SACRAMENTO - Entre trechos de música gospel e informações sobre o trânsito, Yia Yang pode ser ouvido na rádio AM do norte da Califórnia recomendando a seus ouvintes que fiquem atentos às bocas de suas espingardas.
Imigrante da etnia hmong originário do norte do Laos, Yang, 50, é o apresentador de um programa na rádio KJAY 1430-AM que trata de tudo relacionado à caça. A rádio tem como público uma das maiores comunidades hmong dos EUA, na qual o vínculo entre caça e sobrevivência ainda é algo muito concreto.
"Uma das principais fontes de alimento no Laos era a caça", disse Yang, dono de uma revendedora de carros em Sacramento, cidade com mais de 16 mil moradores da etnia hmong.
Yang disse que caçar traz lembranças das florestas do Laos, onde seu irmão mais velho -que, segundo ele, foi soldado treinado pela CIA- o ensinou a caçar animais semelhantes a guaxinins.

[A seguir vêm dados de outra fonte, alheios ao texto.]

PR #2842, opened 2026-05-27
[#788] fix(render): 3-tier x-axis label rotation, stop truncating short labels

### LINKED ISSUE #2777: renderer hides x-axis too aggressively
### What happens?

Image

vs. 

Image

### To Reproduce

adjust width of a line chart and see how the x-axis (years) collapses as you narrow the window. 

### OS:

macos

### Malloy Client:

publisher > renderer?

### Malloy Client Version:

credible - 380?

### Database Connection:

duckdb

mlennie:
Fixes #2777 and https://github.com/malloydata/publisher/issues/788 

  ## The bug

  `getXAxisSettings` in `chart-layout-settings.ts` truncated x-axis labels like `1979` to `1...` on narrow charts even when the natural label would have fit. The labelLimit was capped at 35% of plot height regardless of the label's actual width, so a 4-character year (≈25 px) got clipped to a few pixels on tightly-packed dashboards.

  Rotation was also binary (0° or -90°), so any label that didn't fit horizontally went straight to vertical. Medium-length labels (month names, short categorical values) lost a sensible middle option.

  ## The fix
  
  Replace the two-state flip with a 3-tier algorithm:

  | Tier | Angle | Picked when |
  |---|---|---|
  | 1 | 0° (horizontal) | `xSpacePerLabel >= maxStringSize + labelSeparation` |
  | 2 | -45° (diagonal) | horizontal fails but the rotated bounding box `(width + lineHeight) * cos(45°)` fits both horizontally and vertically |
  | 3 | -90° (vertical) | fallback. Truncate only when the natural label exceeds the post-title height budget |

  Tier 3 truncation reserves `labelLimit + ellipsesSize` for the rendered band so Vega's appended ellipsis stays inside the reserved area (matching the prior code's intent that got lost when the threshold-based math was refactored). `labelLimit` is clamped to at least 1 in the truncation path so Vega does not interpret 0 as "no limit".

  The diagonal tier reserves `(width + lineHeight) * cos(45°)` rather than `width * cos(45°)`, because the bounding box of a rotated label includes both the width and the line-height projection. Reserving only `width * cos(45°)` underestimates by 8 px or so, causing labels to clip into the plot area at the boundary.

  The horizontal-tier `xAxisHeight` formula now matches the rotated tiers' formula (both include `xLabelPadding` via a shared `titleBlock` term). Existing horizontal-axis charts pick up about 6 px more bottom padding as a result. That alignment is intentional, the asymmetry in the old code was a latent inconsistency rather than a deliberate choice.

  ## Tests

  Added `chart-layout-settings.spec.ts` covering:
  
  - Tier 1 selection (short label + wide chart, no truncation)
  - Tier 2 selection (medium label + medium chart, diagonal -45°)
  - Tier 2 band geometry: `(width + lineHeight) * cos(45°)`
  - Tier 3 selection without truncation (short label + narrow chart)
  - Tier 3 selection with truncation (long label + dense axis): asserts `labelLimit = labelHeightBudget` and `reservedLabelBand = labelLimit + ellipsesSize`
  - Degenerate case (`chartHeight <= titleBlock`) regression test: pins the falsy-zero idiom fix so `xAxisHeight` does not balloon past the chart bounds
  - `isSpark` hides the axis

  `getXAxisSettings` was previously uncovered; the spec mocks the DOM text-measure helpers (`getTextWidthDOM`, `getTextHeightDOM`) so it runs hermetically in the existing node-mode Jest project.

  ## Manual verification
  
  Verified visually in Storybook against the `line_charts.stories.malloy` stories (`Lots Of Lines`, `Lots Of Lines Nested`, `Dates`) by resizing the canvas across the full width range. Short year labels remain readable (no `1...` / `2...`) at every width; long date strings rotate cleanly without clipping into the plot.

Screenshot 2026-05-27 at 1 21 09 PM
Screenshot 2026-05-27 at 1 24 10 PM
Screenshot 2026-05-27 at 1 24 19 PM


mtoy-googly-moogly:
Nice fix — traced it through and the short-label case (#2777) is genuinely solved, and the band/extent math checks out against how the spec generators spread `xAxis` into Vega.

One thing I want your call on before this lands. Removing the `0.35 * plotHeight` cap means a long-but-fitting label now reserves its full length in tier 3, and since the spec uses `autosize: {contains: "padding"}`, that band eats straight into the plot. A ~160px label on a md chart (252px) drops the plot from ~95px (old, truncated) to ~14px (new, full label). lg charts are less dramatic (~149 → ~98). The Storybook stories you checked land in tier 2 or tier-3-with-truncation, so I don't think this medium-tall-chart + long-vertical-label case got exercised.

That `0.35` cap was there precisely to stop labels from starving the plot, so this is a real tradeoff, not a bug per se. Two ways to go:

1. **Accept it** — the short-label win is the common case, and genuinely-long categorical labels crushing the plot is rare/already-ugly. Fine by me if you'd rather not add complexity.
2. **Re-cap tier 3** — clamp `reservedLabelBand` (the no-truncate branch) to some fraction of `chartHeight`, which keeps the short-label fix and restores plot protection.

Your call — happy either way, just don't want to ship the 14px-plot case by accident. Everything else (tests, lint, the license-header cleanup) looks good.

mlennie:
@mtoy-googly-moogly Great catch. I went with option 2: re-capped tier 3.
  
  Tier-3 vertical labels can now reserve at most 35% of chart height, so a long categorical label can't starve the plot like your md example (the ~160px label that dropped the plot to ~14px now keeps ~75px). Two deliberate choices worth flagging:

  1. I kept the 0.35 fraction but apply it to chartHeight rather than the old plotHeight = chartHeight - 2*titleOffset - titleSize - ellipsesSize expression. That base subtracted a label-width term (ellipsesSize) from a height and collapsed to single digits on short charts (~9px at the smaller presets), which was part of what made short labels over-truncate in the first place. 0.35 * chartHeight gives the same plot protection without that degenerate collapse. Happy to switch to a principled post-title plotHeight if you'd prefer, just not the old expression.
  2. On the truncate path I reserve labelLimit + ellipsesSize for the band (matching the pre-rewrite labelHeight += ellipsesSize), so Vega's appended ellipsis stays inside the reserved area. It errs ~10px toward protecting the plot, never toward starving it.

  Short labels still skip truncation entirely (labelLimit = 0), so #2777 stays fixed, and I added a unit test pinning your exact md + long-label case (chartHeight=252, ~160px label, asserts the band caps at ~98px instead of reserving the full 160px).

  Verified in Storybook across all six sizes (xs through 2xl) on both bar and line charts (screenshots below):
  - Long categorical labels: truncate with an ellipsis and keep a readable plot at md, and the reserved band scales with chart height (less truncation as the chart grows), which is the behavior you described.
  - 4-digit years: never clipped, and you can see the full tier progression (vertical on xs/sm/md, diagonal on lg, horizontal on xl/2xl).

Screenshot 2026-06-01 at 11 40 00 AM
Screenshot 2026-06-01 at 11 46 09 AM
Screenshot 2026-06-01 at 11 46 30 AM
Screenshot 2026-06-01 at 11 47 16 AM

PR #2858, opened 2026-06-02
fix(dialect): escape control chars in backslash-style literals and identifiers

jswir:
## Problem

Backslash-style dialects (BigQuery, Snowflake, MySQL, Databricks) render SQL string literals and quoted identifiers with C-style escapes, and such tokens **cannot contain a raw newline** — an embedded LF/CR terminates the token early and the engine reports `Syntax error: Unclosed string literal`.

The base `Dialect` escaped only the backslash and the closing delimiter:

```ts
const escaped = literal.replace(/\\/g, '\\\\').replace(/'/g, "\\'");
```

So any value containing a newline, carriage return, or tab was emitted **raw** between the quotes, producing invalid SQL. A value with an embedded CRLF reaching a generated string literal hit exactly this against BigQuery (`Unclosed string literal`).

## Fix

Introduce a single helper, `escapeBackslashStyle(body, delim)`, that escapes the backslash, the closing delimiter, and the control characters `\n` / `\r` / `\t`. Both `sqlLiteralString` and `sqlQuoteIdentifier` route through it — the identifier path had the **identical** gap, since a raw newline breaks a backtick-quoted identifier the same way it breaks a string literal.

### Scope decisions

- **By character set, not by dialect.** Escaping is applied uniformly across all four backslash dialects, because all four decode `\n`/`\r`/`\t` to the same bytes. This is correct backslash-token encoding, not a BigQuery-only workaround: values stay byte-exact (ordered `<` / `>` comparisons remain correct) and generated SQL stays single-line. Carving out BigQuery would fragment the shared `EscapeStyle.Backslash` abstraction to emit *messier* raw-newline SQL elsewhere for no correctness gain.
- **Only the three confirmed control characters.** `\0` and the Unicode line/paragraph separators (U+2028 / U+2029) are passed through. There is no evidence they terminate these dialects' lexers, and escaping bytes we haven't verified risks corrupting values; if a concrete failure surfaces for one of them, it gets added with a test.
- **The `doubled`/ANSI branch is unchanged** (Postgres, DuckDB, Trino): those literals may span raw newlines and treat backslash as a literal character, so escaping there would corrupt data.

## Why the existing test didn't catch it

`escape.spec.ts` already had a `newline` case, but its simulated `parseStringLiteral` consumed raw newlines as ordinary characters (`value += c`), so backslash dialects round-tripped "successfully" while emitting SQL a real engine rejects. This PR:

- makes the simulated **literal and identifier** parsers reject a raw newline (matching real lexers);
- adds `carriage_return` / `crlf` / `multiline_blob` cases;
- adds an **exact-encoding** block that pins the literal and identifier output byte-for-byte, so a decodable-but-different form (e.g. `\x0a`) can't slip past round-trip alone.

A simulated parser is only ever as faithful as we make it, so the fix is also proven end-to-end: `test/src/databases/all/escape.spec.ts` adds `newline` / `crlf` / `multiline_blob` to the live-engine `STRING_CORPUS` (and teaches `toMalloyString` to escape control chars), validating the generated SQL against the real databases.

## Testing

- `jest --selectProjects malloy-core` — the `escape.spec.ts` round-trip + exact-encoding corpus across every registered dialect (729 tests passing).
- `test/src/databases/all/escape.spec.ts` runs against the live database matrix in CI. A lone `\r` is intentionally left to the unit corpus, since some engines normalize a bare CR, which would make a live assertion engine-dependent rather than a clean escape check.

### DIFF
--- a/packages/malloy/src/dialect/CONTEXT.md
+++ b/packages/malloy/src/dialect/CONTEXT.md
@@ -262,7 +262,9 @@ Every dialect must declare three fields that drive identifier and string-literal
 
 The base class provides safe implementations of `sqlQuoteIdentifier`, `sqlLiteralString`, and `sqlLiteralRegexp` driven by these flags. Dialects normally do not override them. If a subclass forgets to set a flag, the base method throws at first use with a message naming the dialect and the missing flag — `escape.spec.ts` exercises this fail-fast path on every registered dialect, so a forgotten flag fails CI rather than producing wrong SQL silently.
 
-The contract is verified by `packages/malloy/src/dialect/escape.spec.ts`, which iterates `getDialects()` and asserts that an adversarial input corpus round-trips through each escape function. A new dialect is covered automatically the moment it is registered in `dialect_map.ts`; you do not need to edit the spec file.
+For `EscapeStyle.Backslash`, both the literal and identifier paths share `escapeBackslashStyle`, which escapes the backslash, the closing delimiter, and the control characters `\n` / `\r` / `\t`. A raw newline terminates a backslash-style token early in BigQuery ("Unclosed string literal"); the other backslash dialects tolerate it but decode the named escapes to the same bytes, so escaping uniformly keeps values byte-exact. The escape set is deliberately those three control characters — `\0` and the Unicode line/paragraph separators are passed through, since there is no evidence they break these lexers.
+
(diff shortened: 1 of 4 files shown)


mtoy-googly-moogly:
Fixed in #2859

jswir:
Thanks @mtoy-googly-moogly — agreed, #2859 is the right fix. This PR only handled the backslash string-literal case and wrongly assumed the doubled/ANSI dialects + the identifier path were safe. Following #2859.

PR #3279, opened 2016-06-17
chore(types): add function types to element and locators

cnishina:
- add 'gulp types' to output index.d.ts
- some clean up for functions to use fat arrow
- clang clean up

### DIFF
--- a/gulpfile.js
+++ b/gulpfile.js
@@ -5,6 +5,9 @@ var clangFormat = require('clang-format');
 var gulpFormat = require('gulp-clang-format');
 var runSequence = require('run-sequence');
 var spawn = require('child_process').spawn;
+var fs = require('fs');
+var path = require('path');
+var glob = require('glob');
 
 var runSpawn = function(done, task, opt_arg) {
   opt_arg = typeof opt_arg !== 'undefined' ? opt_arg : [];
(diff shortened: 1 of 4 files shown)


gulpfile.js
```diff
@@ -65,3 +68,42 @@ gulp.task('pretest', function(done) {
...
+  files.forEach(file => {
+    contents += readFile(folder, file);
+  });
+
+  // add module declaration
+  contents += 'declare module "protractor" {\n';
+  contents += '  export = protractor\n';
+  contents += '}\n';
+
+  // remove files with d.ts
```
juliemr: Why this step? Do they interfere if left in?

gulpfile.js
```diff
@@ -65,3 +68,42 @@ gulp.task('pretest', function(done) {
...
+  glob.sync(folder + '/**/*.d.ts').forEach(file => {
+    fs.unlinkSync(path.resolve(file));
+  });
+
+  // write contents to 'built/index.d.ts'
+  fs.writeFileSync(outputFile, contents);
```
juliemr: Honestly, I think it's a little cleaner to just do:

`fs.writeFileSync('built/index.d.ts', contents)` and forget about keeping the file/output folder nicely in variables.

juliemr: Ah, I see that folder is used for more stuff. Nevermind.

gulpfile.js
```diff
@@ -65,3 +68,42 @@ gulp.task('pretest', function(done) {
...
+});
+
+var readFile = function(folder, file) {
```
juliemr: Can we have a less generic name? Maybe `parseTypingsFile`?

lib/browser.ts
```diff
@@ -612,8 +611,7 @@ export class Browser {
                       window['NG_PENDING_TIMEOUTS'] = {};
                     }
 
-                    let extendedTimeout: any = function() {
-                      let args = Array.prototype.slice.call(arguments);
+                    let extendedTimeout: any = (...args: any[]) => {
```
juliemr: These changes will cause issues because this code is being sent to the browser and run there. I assume this is clang format? We could move this whole module into lib/clientSideScripts.js (and probably should do that anyway).

lib/locators.ts
```diff
@@ -4,19 +4,19 @@ let clientSideScripts: any = require('./clientsidescripts');
 
 /**
  * webdriver's By is an enum of locator functions, so we must set it to
+ * +}
```
juliemr: Typo

juliemr:
Main concern is the fat-arrowing of the module that shouldn't be ES6ey. Other stuff looks reasonable.

gulpfile.js
cnishina: I thought this would be cleaner to have one d.ts file instead of many.

gulpfile.js
cnishina: Done.

lib/locators.ts
cnishina: Fixed.

gulpfile.js
juliemr: ok, sgtm.

gulpfile.js
```diff
@@ -65,3 +68,42 @@ gulp.task('pretest', function(done) {
 });
 
 gulp.task('default',['prepublish']);
+
+gulp.task('types', ['tsc'], function(done) {
```
juliemr: This task should be added to the sequence for 'prepublish' now.

juliemr:
Looks good after Travis finishes (I re-ran it after a sauce connect flake) and one more comment on the gulpfile.

gulpfile.js
cnishina: Adding the task to prepublish.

Durante a Guerra do Vietnã, a CIA treinou os hmong em segredo para combater as forças comunistas que acabaram controlando o Laos -logo, o esforço foi em vão. Depois da guerra, muitos hmong fugiram para campos de refugiados na Tailândia. E, da Tailândia, mais de 200 mil deles emigraram aos EUA, principalmente para Califórnia, Minnesota e Wisconsin.
"Grande parte do papel tradicional dos homens, no Laos, era prover suas famílias de carne", disse Paul Hillmer, diretor do Projeto História Oral Hmong na Universidade Concordia, em Saint Paul. "As dificuldades que os hmong encontraram nos EUA eram ligadas à obrigação de adaptar-se a coisas como divisas de propriedades particulares, licenças e normas relativas à caça."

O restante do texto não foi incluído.